• ABOUT THIS EXERCISE:
Reproduce the listing verbatim.

• RECORDS SUPPLIED:
PR #2349, opened 2026-06-07
[Transform] Respect fragment write owner layouts

LeiWang1999:
## Summary

- Preserve whether a parallel layout source buffer comes from a write access so fragment writes can inherit existing owner-thread layouts.
- Fix a layout inference failure where scalar reducer accumulators with a thread-0 owner layout were rejected after stricter fragment write owner validation.
- Add a regression test covering scalar reduce accumulation followed by a thread-0 read.

## Changes

- Track whether `source_buffer` was selected from a write access in `ParallelOpNode::InferLayout`.
- Allow write-derived source buffers to compute the loop layout even when common layout propagation is disabled for constant-index fragments.
- Keep the stricter bidirectional fragment write owner compatibility check intact.

## Validation

- `python debug/dflash.py`

## Release Notes

* **Bug Fixes**
  * Improved layout propagation accuracy in parallel operations to better handle write access scenarios.

* **Tests**
  * Added test coverage for scalar reduction with accumulator layout inference.

### DIFF
--- a/src/op/parallel.cc
+++ b/src/op/parallel.cc
@@ -422,6 +422,7 @@ LayoutMap ParallelOpNode::InferLayout(const LayoutInferArgs &T,
 
   // Step 1: try to infer loop's partition from a source fragment
   Buffer source_buffer, read_source_buffer;
+  bool source_buffer_is_write = false;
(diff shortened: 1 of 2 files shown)


LeiWang1999:
@regression-perf

PR #2358, opened 2026-06-08
[JIT] Include closure free vars in frontend cache key

hhy3:
tilelang now fail with code like this
```python
import torch
import tilelang
import tilelang.language as T


def build(N):
    @tilelang.jit
    def make_kernel():
        M = T.dynamic("M")

        @T.prim_func
        def copy_kernel(
            x: T.Tensor[(M, N), T.float32],
            y: T.Tensor[(M, N), T.float32],
        ):
            with T.Kernel(M, threads=128) as pid:
                for j in T.Parallel(N):
                    y[pid, j] = x[pid, j]

        return copy_kernel

    return make_kernel()


def run(N):
    kernel = build(N)
    x = torch.randn(4, N, device="cuda", dtype=torch.float32)
    y = torch.empty(4, N, device="cuda", dtype=torch.float32)
    kernel(x, y)
    torch.cuda.synchronize()


run(128)
run(256)
```

### DIFF
--- a/testing/python/cache/test_tilelang_kernel_cache_atomic_save.py
+++ b/testing/python/cache/test_tilelang_kernel_cache_atomic_save.py
@@ -264,6 +264,34 @@ def test_jit_frontend_cache_hit_skips_tir_elaboration(monkeypatch):
     assert "frontend_cached_kernel" in calls[0][0]["function"]
 
 
+def test_frontend_cache_key_includes_closure_vars():
+    import tilelang
+    import tilelang.language as T
+
+    def build(N):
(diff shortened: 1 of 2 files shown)


LeiWang1999:
Thanks @hhy3  for your contribution! It's quite interesting that this issue was triggered. Essentially, it's because we had a layer of fast cache (though not the fastest) shared among kernels, using the function's arguments as keys. But in hindsight, this level of cache is actually unnecessary. Thank you for your contribution — I will make a more fundamental fix.

PR #2361, opened 2026-06-09
[Backend] Cleanup Metal Codegen, split AsyncCopy lowering and common target utils

SiriusNEO:
## Summary by CodeRabbit

* **New Features**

• EXERCISE SOLUTION:
PR #2349, opened 2026-06-07
[Transform] Respect fragment write owner layouts

LeiWang1999:
## Summary

- Preserve whether a parallel layout source buffer comes from a write access so fragment writes can inherit existing owner-thread layouts.
- Fix a layout inference failure where scalar reducer accumulators with a thread-0 owner layout were rejected after stricter fragment write owner validation.
- Add a regression test covering scalar reduce accumulation followed by a thread-0 read.

## Changes

- Track whether `source_buffer` was selected from a write access in `ParallelOpNode::InferLayout`.
- Allow write-derived source buffers to compute the loop layout even when common layout propagation is disabled for constant-index fragments.
- Keep the stricter bidirectional fragment write owner compatibility check intact.

## Validation

- `python debug/dflash.py`

## Release Notes

* **Bug Fixes**
  * Improved layout propagation accuracy in parallel operations to better handle write access scenarios.

* **Tests**
  * Added test coverage for scalar reduction with accumulator layout inference.

### DIFF
--- a/src/op/parallel.cc
+++ b/src/op/parallel.cc
@@ -422,6 +422,7 @@ LayoutMap ParallelOpNode::InferLayout(const LayoutInferArgs &T,
 
   // Step 1: try to infer loop's partition from a source fragment
   Buffer source_buffer, read_source_buffer;
+  bool source_buffer_is_write = false;
(diff shortened: 1 of 2 files shown)


LeiWang1999:
@regression-perf

PR #2358, opened 2026-06-08
[JIT] Include closure free vars in frontend cache key

hhy3:
tilelang now fail with code like this
```python
import torch
import tilelang
import tilelang.language as T


def build(N):
    @tilelang.jit
    def make_kernel():
        M = T.dynamic("M")

        @T.prim_func
        def copy_kernel(
            x: T.Tensor[(M, N), T.float32],
            y: T.Tensor[(M, N), T.float32],
        ):
            with T.Kernel(M, threads=128) as pid:
                for j in T.Parallel(N):
                    y[pid, j] = x[pid, j]

        return copy_kernel

    return make_kernel()


def run(N):
    kernel = build(N)
    x = torch.randn(4, N, device="cuda", dtype=torch.float32)
    y = torch.empty(4, N, device="cuda", dtype=torch.float32)
    kernel(x, y)
    torch.cuda.synchronize()


run(128)
run(256)
```

### DIFF
--- a/testing/python/cache/test_tilelang_kernel_cache_atomic_save.py
+++ b/testing/python/cache/test_tilelang_kernel_cache_atomic_save.py
@@ -264,6 +264,34 @@ def test_jit_frontend_cache_hit_skips_tir_elaboration(monkeypatch):
     assert "frontend_cached_kernel" in calls[0][0]["function"]
 
 
+def test_frontend_cache_key_includes_closure_vars():
+    import tilelang
+    import tilelang.language as T
+
+    def build(N):
(diff shortened: 1 of 2 files shown)


LeiWang1999:
Thanks @hhy3  for your contribution! It's quite interesting that this issue was triggered. Essentially, it's because we had a layer of fast cache (though not the fastest) shared among kernels, using the function's arguments as keys. But in hindsight, this level of cache is actually unnecessary. Thank you for your contribution — I will make a more fundamental fix.

PR #2361, opened 2026-06-09
[Backend] Cleanup Metal Codegen, split AsyncCopy lowering and common target utils

SiriusNEO:
## Summary by CodeRabbit

* **New Features**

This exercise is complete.